Copy out every entry precisely.

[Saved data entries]
Content starts
PR #119, opened 2019-09-01
Allow the library to be used with Monolog 2

krisbuist:
**Description**
Monolog has [released v2.0.0](https://github.com/Seldaek/monolog/releases/tag/2.0.0), but the Adyen PHP library blocks upgrading to this version.

Because Monolog 2.0.0 requires at least PHP 7.2, the version constraint for this library can't just be upped to v2, because that would drop support for PHP5.3

With the `>=1.16` users have the possibility of choosing the version of Monolog which suits them

### DIFF
--- a/composer.json
+++ b/composer.json
@@ -9,7 +9,7 @@
   "license": "Apache-2.0",
   "require": {
     "php": ">=5.3",
-    "monolog/monolog": "~1.16"
+    "monolog/monolog": ">=1.16"
   },
   "require-dev": {
     "phpunit/phpunit": "~4",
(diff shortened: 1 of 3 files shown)


rikterbeek:
Hi @krisbuist,

Thanks for the PR! Your changes break continuous test cases for PHP 7.2 and PHP 7.3 can you fix that ?

Regards,
Rik
Adyen

krisbuist:
Hi @rikterbeek. Ah you're right! Somehow I missed that.
I hope the last commit fixed the issue without changing the intention of the test. Unfortunately, most tests are skipped on my local machine.

Issue #121, opened 2019-09-03
Idempotency-Key support


zggonzalez:
**PHP version**: 7.0
**Library version**: 3.0.0
**Description**

- please add support for the header Idempotency-Key:<key> in the library

msilvagarcia:
Hey @zggonzalez ! Thanks for the suggestion. We'll plan adding this feature in the near future. :)

Cheers!
Marcos
Adyen

zggonzalez:
Hi guys, 

We're having few issues with duplicated payment authorizations. Do you have a timeline for this? Just to understand if I need to implement the idempotency in a different way or I can wait for your API release?

Thx in advance.

cyattilakiss:
Hi @zggonzalez 

In the #124 the idempotency key support is going to be merged soon.

Best,
Attila
Adyen

cyattilakiss:
The fix is merged, I'm going to close this issue.

Best,
Attila

PR #124, opened 2019-10-01
[PW-1673] add support for idempotency

rikterbeek:
**Description**

**Tested scenarios**

**Fixed issue**:  
#121

### DIFF
--- a/src/Adyen/HttpClient/CurlClient.php
+++ b/src/Adyen/HttpClient/CurlClient.php
@@ -16,7 +16,7 @@ class CurlClient implements ClientInterface
 	 * @return mixed
 	 * @throws AdyenException
 	 */
-	public function requestJson(\Adyen\Service $service, $requestUrl, $params)
+	public function requestJson(\Adyen\Service $service, $requestUrl, $params, $requestOptions = null)
 	{
 		$client = $service->getClient();
 		$config = $client->getConfig();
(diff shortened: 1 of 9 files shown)


src/Adyen/HttpClient/CurlClient.php
```diff
@@ -51,6 +51,11 @@ public function requestJson(\Adyen\Service $service, $requestUrl, $params)
 			'User-Agent: ' . $userAgent
 		);
 
+		// if idempotency key is provided as option include into request
+        if ($requestOptions != null && !empty($requestOptions['idempotencyKey'])) {
```
cyattilakiss:
```suggestion
        if (!empty($requestOptions['idempotencyKey'])) {
```

Checking if null is not necessary - empty will take care of that

src/Adyen/Util/Uuid.php
```diff
@@ -0,0 +1,48 @@
...
+{
+
+    /**
+     * Generate a UUID V4
+     *
+     * @return string
+     */
+    public static function generateV4()
+    {
+        $random = openssl_random_pseudo_bytes(32, $isSourceStrong);
```
cyattilakiss: Isn't the $isSourceStrong missing?

rikterbeek: no see docs: If passed into the function, this will hold a boolean value that determines if the algorithm used was "cryptographically strong", e.g., safe for usage with GPG, passwords, etc. TRUE if it did, otherwise FALSE
https://www.php.net/manual/en/function.openssl-random-pseudo-bytes.php

Issue #127, opened 2019-10-09
202 HTTP status code treated as errors


fredericbarthelet:
Hi,

Your current library indicates that any other response than HTT status code 200 result in an error.

https://github.com/Adyen/adyen-php-api-library/blob/c0d7a1db0634d95e6fdeb57e369d7161648bde9d/src/Adyen/HttpClient/CurlClient.php#L96

However your documentation states that interactions with MarketPay Account endpoint may results in [200 or 202](https://docs.adyen.com/marketpay/onboarding-and-verification) 

![image](https://user-images.githubusercontent.com/23530626/66462119-b1b74b00-ea7a-11e9-93bb-48837a83c05c.png)

If you want I'll produce the PR to handle every 2xx codes as OK codes.

msilvagarcia:
Hey Frederic,

Thanks for raising the issue. If you could produce the pull request, that would be great.

Cheers!
Marcos
Adyen

fredericbarthelet:
Hey @msilvagarcia, made a PR for this issue, could you review it ? Thanks

cyattilakiss:
Hi @fredericbarthelet ,

I will close this ticket since the PR has been merged.
Please feel free to reopen if the issue persist.

Best,
Attila
Adyen

PR #130, opened 2019-10-18
Add 2xx and 3xx response code as valid status codes

fredericbarthelet:
**Description**
Accept 2xx and 3xx status code response. This aims to handle 202 status code not as error.

**Tested scenarios**
Account creation

**Fixed issue**:
#127

### DIFF
--- a/src/Adyen/HttpClient/CurlClient.php
+++ b/src/Adyen/HttpClient/CurlClient.php
@@ -202,7 +202,9 @@ class CurlClient implements ClientInterface
 
 		curl_close($ch);
 
-		if ($httpStatus >= 400 && $result) {
+		$resultOKHttpStatusCodes = array(200, 201, 202, 204);
+		
+		if (!in_array($httpStatus, $resultOKHttpStatusCodes) && $result) {
 			$this->handleResultError($result, $logger);
 		} elseif (!$result) {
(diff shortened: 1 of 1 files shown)


msilvagarcia:
Hey @fredericbarthelet !

Can you explain the reason of accepting 3xx status codes as well? Also, what happens when a status code 1xx is received?

src/Adyen/HttpClient/CurlClient.php
```diff
@@ -202,7 +202,7 @@ public function requestPost(\Adyen\Service $service, $requestUrl, $params)
 
 		curl_close($ch);
 
-		if ($httpStatus != 200 && $result) {
+		if ($httpStatus >= 400 && $result) {
```
cyattilakiss:
```suggestion
		$resultOKHttpStatusCodes = array(200, 201, 202, 203, 204);
		
		if (!in_array($httpStatus, $resultOKHttpStatusCodes) && $result) {
```

I would keep it "simple" and consider OK only the known response codes that can be returned from the API.

fredericbarthelet:
@cyattilakiss PR updated as per your suggestion :)

cyattilakiss:
Hi @fredericbarthelet ,

Thanks it will be merged :)

Best,
Attila

PR #134, opened 2019-11-01
Add composer.lock

msilvagarcia:
This standardizes the versions of libraries used.

### DIFF
--- a/.gitignore
+++ b/.gitignore
@@ -4,9 +4,6 @@ tests/config
 # Ignore the /vendor/ directory
 /vendor/
 
-# composer.lock file should be ignored
-composer.lock
-
 # ignore Mac OS X file
 .DS_Store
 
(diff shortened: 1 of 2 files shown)


rikterbeek:
@msilvagarcia what is the benefit of this ?

msilvagarcia:
@rikterbeek From the [composer documentation](https://getcomposer.org/doc/01-basic-usage.md#commit-your-composer-lock-file-to-version-control):

> Committing this file to [Version Control] is important because it will cause anyone who sets up the project to use the exact same versions of the dependencies that you are using. Your [Continuous Integration] server, production machines, other developers in your team, everything and everyone runs on the same dependencies, which mitigates the potential for bugs affecting only some parts of the deployments. Even if you develop alone, in six months when reinstalling the project you can feel confident the dependencies installed are still working even if your dependencies released many new versions since then.

I think it's a nice safe-guard to have in place. Might prevent some headaches.

PR #147, opened 2020-01-09
Fix bad phpdoc typehint for $liveEndpointUrlPrefix argument

ikvasnica:
**Description**
Argument `$liveEndpointUrlPrefix` has a wrong PHPDoc type hint `null`, whereas `string|null` is expected in the code.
Content ends
**Reply to the task**
PR #119, opened 2019-09-01
Allow the library to be used with Monolog 2

krisbuist:
**Description**
Monolog has [released v2.0.0](https://github.com/Seldaek/monolog/releases/tag/2.0.0), but the Adyen PHP library blocks upgrading to this version.

Because Monolog 2.0.0 requires at least PHP 7.2, the version constraint for this library can't just be upped to v2, because that would drop support for PHP5.3

With the `>=1.16` users have the possibility of choosing the version of Monolog which suits them

### DIFF
--- a/composer.json
+++ b/composer.json
@@ -9,7 +9,7 @@
   "license": "Apache-2.0",
   "require": {
     "php": ">=5.3",
-    "monolog/monolog": "~1.16"
+    "monolog/monolog": ">=1.16"
   },
   "require-dev": {
     "phpunit/phpunit": "~4",
(diff shortened: 1 of 3 files shown)


rikterbeek:
Hi @krisbuist,

Thanks for the PR! Your changes break continuous test cases for PHP 7.2 and PHP 7.3 can you fix that ?

Regards,
Rik
Adyen

krisbuist:
Hi @rikterbeek. Ah you're right! Somehow I missed that.
I hope the last commit fixed the issue without changing the intention of the test. Unfortunately, most tests are skipped on my local machine.

Issue #121, opened 2019-09-03
Idempotency-Key support


zggonzalez:
**PHP version**: 7.0
**Library version**: 3.0.0
**Description**

- please add support for the header Idempotency-Key:<key> in the library

msilvagarcia:
Hey @zggonzalez ! Thanks for the suggestion. We'll plan adding this feature in the near future. :)

Cheers!
Marcos
Adyen

zggonzalez:
Hi guys, 

We're having few issues with duplicated payment authorizations. Do you have a timeline for this? Just to understand if I need to implement the idempotency in a different way or I can wait for your API release?

Thx in advance.

cyattilakiss:
Hi @zggonzalez 

In the #124 the idempotency key support is going to be merged soon.

Best,
Attila
Adyen

cyattilakiss:
The fix is merged, I'm going to close this issue.

Best,
Attila

PR #124, opened 2019-10-01
[PW-1673] add support for idempotency

rikterbeek:
**Description**

**Tested scenarios**

**Fixed issue**:  
#121

### DIFF
--- a/src/Adyen/HttpClient/CurlClient.php
+++ b/src/Adyen/HttpClient/CurlClient.php
@@ -16,7 +16,7 @@ class CurlClient implements ClientInterface
 	 * @return mixed
 	 * @throws AdyenException
 	 */
-	public function requestJson(\Adyen\Service $service, $requestUrl, $params)
+	public function requestJson(\Adyen\Service $service, $requestUrl, $params, $requestOptions = null)
 	{
 		$client = $service->getClient();
 		$config = $client->getConfig();
(diff shortened: 1 of 9 files shown)


src/Adyen/HttpClient/CurlClient.php
```diff
@@ -51,6 +51,11 @@ public function requestJson(\Adyen\Service $service, $requestUrl, $params)
 			'User-Agent: ' . $userAgent
 		);
 
+		// if idempotency key is provided as option include into request
+        if ($requestOptions != null && !empty($requestOptions['idempotencyKey'])) {
```
cyattilakiss:
```suggestion
        if (!empty($requestOptions['idempotencyKey'])) {
```

Checking if null is not necessary - empty will take care of that

src/Adyen/Util/Uuid.php
```diff
@@ -0,0 +1,48 @@
...
+{
+
+    /**
+     * Generate a UUID V4
+     *
+     * @return string
+     */
+    public static function generateV4()
+    {
+        $random = openssl_random_pseudo_bytes(32, $isSourceStrong);
```
cyattilakiss: Isn't the $isSourceStrong missing?

rikterbeek: no see docs: If passed into the function, this will hold a boolean value that determines if the algorithm used was "cryptographically strong", e.g., safe for usage with GPG, passwords, etc. TRUE if it did, otherwise FALSE
https://www.php.net/manual/en/function.openssl-random-pseudo-bytes.php

Issue #127, opened 2019-10-09
202 HTTP status code treated as errors


fredericbarthelet:
Hi,

Your current library indicates that any other response than HTT status code 200 result in an error.

https://github.com/Adyen/adyen-php-api-library/blob/c0d7a1db0634d95e6fdeb57e369d7161648bde9d/src/Adyen/HttpClient/CurlClient.php#L96

However your documentation states that interactions with MarketPay Account endpoint may results in [200 or 202](https://docs.adyen.com/marketpay/onboarding-and-verification) 

![image](https://user-images.githubusercontent.com/23530626/66462119-b1b74b00-ea7a-11e9-93bb-48837a83c05c.png)

If you want I'll produce the PR to handle every 2xx codes as OK codes.

msilvagarcia:
Hey Frederic,

Thanks for raising the issue. If you could produce the pull request, that would be great.

Cheers!
Marcos
Adyen

fredericbarthelet:
Hey @msilvagarcia, made a PR for this issue, could you review it ? Thanks

cyattilakiss:
Hi @fredericbarthelet ,

I will close this ticket since the PR has been merged.
Please feel free to reopen if the issue persist.

Best,
Attila
Adyen

PR #130, opened 2019-10-18
Add 2xx and 3xx response code as valid status codes

fredericbarthelet:
**Description**
Accept 2xx and 3xx status code response. This aims to handle 202 status code not as error.

**Tested scenarios**
Account creation

**Fixed issue**:
#127

### DIFF
--- a/src/Adyen/HttpClient/CurlClient.php
+++ b/src/Adyen/HttpClient/CurlClient.php
@@ -202,7 +202,9 @@ class CurlClient implements ClientInterface
 
 		curl_close($ch);
 
-		if ($httpStatus >= 400 && $result) {
+		$resultOKHttpStatusCodes = array(200, 201, 202, 204);
+		
+		if (!in_array($httpStatus, $resultOKHttpStatusCodes) && $result) {
 			$this->handleResultError($result, $logger);
 		} elseif (!$result) {
(diff shortened: 1 of 1 files shown)


msilvagarcia:
Hey @fredericbarthelet !

Can you explain the reason of accepting 3xx status codes as well? Also, what happens when a status code 1xx is received?

src/Adyen/HttpClient/CurlClient.php
```diff
@@ -202,7 +202,7 @@ public function requestPost(\Adyen\Service $service, $requestUrl, $params)
 
 		curl_close($ch);
 
-		if ($httpStatus != 200 && $result) {
+		if ($httpStatus >= 400 && $result) {
```
cyattilakiss:
```suggestion
		$resultOKHttpStatusCodes = array(200, 201, 202, 203, 204);
		
		if (!in_array($httpStatus, $resultOKHttpStatusCodes) && $result) {
```

I would keep it "simple" and consider OK only the known response codes that can be returned from the API.

fredericbarthelet:
@cyattilakiss PR updated as per your suggestion :)

cyattilakiss:
Hi @fredericbarthelet ,

Thanks it will be merged :)

Best,
Attila

PR #134, opened 2019-11-01
Add composer.lock

msilvagarcia:
This standardizes the versions of libraries used.

### DIFF
--- a/.gitignore
+++ b/.gitignore
@@ -4,9 +4,6 @@ tests/config
 # Ignore the /vendor/ directory
 /vendor/
 
-# composer.lock file should be ignored
-composer.lock
-
 # ignore Mac OS X file
 .DS_Store
 
(diff shortened: 1 of 2 files shown)


rikterbeek:
@msilvagarcia what is the benefit of this ?

msilvagarcia:
@rikterbeek From the [composer documentation](https://getcomposer.org/doc/01-basic-usage.md#commit-your-composer-lock-file-to-version-control):

> Committing this file to [Version Control] is important because it will cause anyone who sets up the project to use the exact same versions of the dependencies that you are using. Your [Continuous Integration] server, production machines, other developers in your team, everything and everyone runs on the same dependencies, which mitigates the potential for bugs affecting only some parts of the deployments. Even if you develop alone, in six months when reinstalling the project you can feel confident the dependencies installed are still working even if your dependencies released many new versions since then.

I think it's a nice safe-guard to have in place. Might prevent some headaches.

PR #147, opened 2020-01-09
Fix bad phpdoc typehint for $liveEndpointUrlPrefix argument

ikvasnica:
**Description**
Argument `$liveEndpointUrlPrefix` has a wrong PHPDoc type hint `null`, whereas `string|null` is expected in the code.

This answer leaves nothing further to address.